The array consists of a number of overlapping components, he said. In total, there are 694,125 oligonucleotudes representing 685,734 SNPs. "This leaves a small headspace for the addition of custom oligos at a later date," McEwan said.

The majority of SNPs selected were spaced equally across the genome and selected from groups differing in their minor allele frequency across an international sample of breeds that had been sequenced to 10X coverage, McEwan added. The chip also includes minor groups of SNPs including those reported in the literature as being functional and those SNPs that change the amino acid sequences of proteins, he said.

Some 606,006 SNPs passed manufacturing quality control, and on validation 603,350 SNPs had callable results with a mean call rate of 99.75 percent, according to McEwan. Also, in a sample of the New Zealand lamb population, 536,373 SNPs had a minor allele frequency of greater than 0.05, he said.

"This is a very high success rate given that some 30,328 non-synonymous SNPs had been included in the design with an estimated minor allele frequency of less than 10 percent because they caused functional changes in proteins and even at low frequency they may have important commercial impact," McEwan noted.

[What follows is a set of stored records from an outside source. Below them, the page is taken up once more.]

PR #202, opened 2016-04-05
Set ISO8601DateFormatter to en_US_POSIX locale

adempsey:
We need to specify the locale of our date formatter to ensure we produce consistent results across a variety of device language and time settings. en_US_POSIX produces strings that satisfy RFC 3339.

See https://developer.apple.com/library/mac/qa/qa1480/_index.html


boxcla:

PR #205, opened 2016-04-06
Make sure the authorization header is set not added for requests

boxtcarpel:
There should only be one Bearer header entry for each authenticated request


boxcla:

boxtcarpel:
@adempsey FYI

RicoYao:
+2

PR #206, opened 2016-04-07
Add experimental OS X support

clindsay3:
- Exclude ALAsset-related code
- Exclude AppToApp authentication
- Add OS X target and scheme, OS X unit test target and scheme
- Updates to handle some differences in keychain behavior on OS X vs. iOS
- Replace UIImage with NSImage on OS X
- Add OS X specific user agent
- Update podspec to support OS X

To do:
- Authentication
- User-friendly names for Mac models to include in user agent

### DIFF
--- a/BoxContentSDK/BoxContentSDK/External/KeychainItemWrapper/BOXKeychainItemWrapper.m
+++ b/BoxContentSDK/BoxContentSDK/External/KeychainItemWrapper/BOXKeychainItemWrapper.m
@@ -250,7 +250,9 @@
     // Add the proper search key and class attribute.
     [returnDictionary setObject:(id)kCFBooleanTrue forKey:(id)kSecReturnData];
     [returnDictionary setObject:(id)kSecClassGenericPassword forKey:(id)kSecClass];
-    
+    [returnDictionary removeObjectForKey:kSecAttrModificationDate];
+    [returnDictionary removeObjectForKey:kSecAttrCreationDate];
+
     // Acquire the password data from the attributes.
     NSData *passwordData = NULL;
     OSStatus status = SecItemCopyMatching((CFDictionaryRef)returnDictionary, (CFTypeRef *)&passwordData);
--- a/BoxContentSDK/BoxContentSDK/External/KeychainItemWrapper/BOXKeychainItemWrapper.m
+++ b/BoxContentSDK/BoxContentSDK/External/KeychainItemWrapper/BOXKeychainItemWrapper.m
@@ -253,7 +253,8 @@
     
     // Acquire the password data from the attributes.
     NSData *passwordData = NULL;
-    if (SecItemCopyMatching((CFDictionaryRef)returnDictionary, (CFTypeRef *)&passwordData) == noErr)
+    OSStatus status = SecItemCopyMatching((CFDictionaryRef)returnDictionary, (CFTypeRef *)&passwordData);
+    if (status == noErr)
     {
         // Remove the search, class, and identifier key/value, we don't need them anymore.
         [returnDictionary removeObjectForKey:(id)kSecReturnData];
@@ -266,7 +267,7 @@
     else
     {
         // Don't do anything if nothing is found.
-        NSAssert(NO, @"Serious error, no matching item found in the keychain.\n");
+        NSAssert(NO, @"Serious error: %d, no matching item found in the keychain.\n", status);
     }
     
     [passwordData release];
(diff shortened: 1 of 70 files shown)


boxcla:
Verified that @clindsay has signed the CLA. Thanks for the pull request!

BoxContentSDK/BoxContentSDK/External/KeychainItemWrapper/BOXKeychainItemWrapper.m
```diff
@@ -250,10 +250,13 @@ - (NSMutableDictionary *)secItemFormatToDictionary:(NSDictionary *)dictionaryToC
     // Add the proper search key and class attribute.
     [returnDictionary setObject:(id)kCFBooleanTrue forKey:(id)kSecReturnData];
     [returnDictionary setObject:(id)kSecClassGenericPassword forKey:(id)kSecClass];
-    
+    [returnDictionary removeObjectForKey:kSecAttrModificationDate];
+    [returnDictionary removeObjectForKey:kSecAttrCreationDate];
```
clindsay3, line 254: On OS X a keychain search query that includes a modification date or creation date seems to never return any result. These are included in the result from SecItemCopyMatching that's passed into this method, but shouldn't be necessary to find the correct item, so I've excluded them.

BoxContentSDK/BoxContentSDK/OAuth2/BOXAbstractSession.m
```diff
@@ -227,7 +227,7 @@ + (NSArray *)usersInKeychain
         NSArray* keychainEntries = (__bridge_transfer NSArray*)keychainQueryResult;
         for (NSDictionary *dict in keychainEntries)
         {
-            NSObject *object = [dict objectForKey:((__bridge id)kSecAttrGeneric)];
+            NSObject *object = [dict objectForKey:((__bridge id)kSecAttrAccount)];
```
clindsay3, line 230: kSecAttrGeneric is supposed to have a CFData type. On iOS, it's returning a string when we pass a string into it, but I'm not sure that's behavior we should rely on. In OS X, it always returns a string. Since we put the same value into kSecAttrAccount, and that is supposed to be a string type, I switched to using that value instead.

BoxContentSDK/BoxContentSDKTests/BOXContentSDKTestCase.m
```diff
@@ -302,7 +303,8 @@ - (void)wipeAllKeychainEntries
                            (__bridge id)kSecClassIdentity];
     
     for (id secClass in secClases) {
-        NSMutableDictionary *query = [NSMutableDictionary dictionaryWithObjectsAndKeys:secClass, (__bridge id)kSecClass, nil];
+        NSDictionary *query = @{ (__bridge id)kSecClass: secClass,
+                                 (__bridge id)kSecAttrService: [BOXKeychainItemWrapper keychainServiceIdentifier] };
```
clindsay3, line 307: Since OS X isn't sandboxed, we can't just tell it to wipe the entire keychain (we get a permission denied error if we try to). So we specify instead to delete all items with the Box keychain service identifier.

BoxContentSDK/BoxContentSDKTests/BOXOauth2SessionTests.m
```diff
@@ -122,7 +122,7 @@ - (void)test_that_multiple_credentials_are_stored_to_keychain_correctly
     NSArray* keychainEntries = (__bridge_transfer NSArray*)keychainQueryResult;
     for (NSDictionary *dict in keychainEntries)
     {
-        NSString *keychainIdentifier = [dict objectForKey:((__bridge NSString *)kSecAttrGeneric)];
+        NSString *keychainIdentifier = [dict objectForKey:((__bridge NSString *)kSecAttrAccount)];
```
clindsay3, line 125: See above note about switching from kSecAttrGeneric to kSecAttrAccount.

clindsay3:
I'm not crazy about all of the `#if TARGET_OS_IPHONE`s strewn about. I think it might be cleaner to move some things into Mac-specific and iOS-specific files at some point. Or at least factor things in such a way that we don't need to use #if's to block out pieces in the middle of a method. But it does create the simplest diff to understand, so I think it's good to start from this and evolve it afterwards.

clindsay3:
@RicoYao

clindsay3:
@rknottsbox

rknottsbox:
I agree that the #if TARGET_OS_IPHONE code is a little messy, but it certainly makes it easy to figure out what code is iOS specific.

PR #212, opened 2016-04-18
Fix updated categorie's headers that somehow were changes to 'project' instead of 'public'

crousselle:


boxcla:

PR #395, opened 2022-06-21
Use ubuntu-22.04 for newer gcov

MoshiBin:


glimchb:
@igaw please approve for CI

.github/workflows/meson.yml
```diff
@@ -75,7 +75,7 @@ jobs:
           path: build/meson-logs/meson-log.txt
 
   code-coverage:
-    runs-on: ubuntu-latest
+    runs-on: ubuntu-22.04
     steps:
       - name: install libraries
         run: sudo apt-get install libjson-c-dev lcov
```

McEwan said that the tool is being used initially in New Zealand for detailed studies of carcass and meat quality, but it has already been used by separate organizations for a variety of non-farm traits including investigation into the host genetics of methane emissions.

A number of international groups are also using the new HD chip for studies focused on dairy sheep. "We expect one early emphasis will be on identification of loss of function mutations that have up until now caused production losses in difficult to measure traits," McEwan said of these early studies.

Cindy Lawley, Illumina’s global agriculture consortia program manager, told BioArray News that the Ovine Infinium HD is available directly from AgResearch and the ISGC. She confirmed that the array is already being used by ISGC researchers "as one of our many private consortium chips available through Illumina’s AgConsortia Program."

Lawley added that the Ovine Infinium HD contains "marker densities suitable for whole genome selection, copy number variant analysis, and for establishing diversity estimates that allow for imputation to the whole genome for genomic breed evaluation." She also said that the firm sees the chips as an alternative to other approaches.

"These arrays are a lower cost alternative to whole-genome sequencing and are being implemented on high value animals along with complementary genotyping using lower density tools like AgResearch’s low-density [6K] sheep chip to characterize the entire herd or flock," Lawley said.

Illumina currently makes consortia-designed SNP chips of varying densities for over a dozen animals and plants. A full listing of chips designed to date is available on the company's website.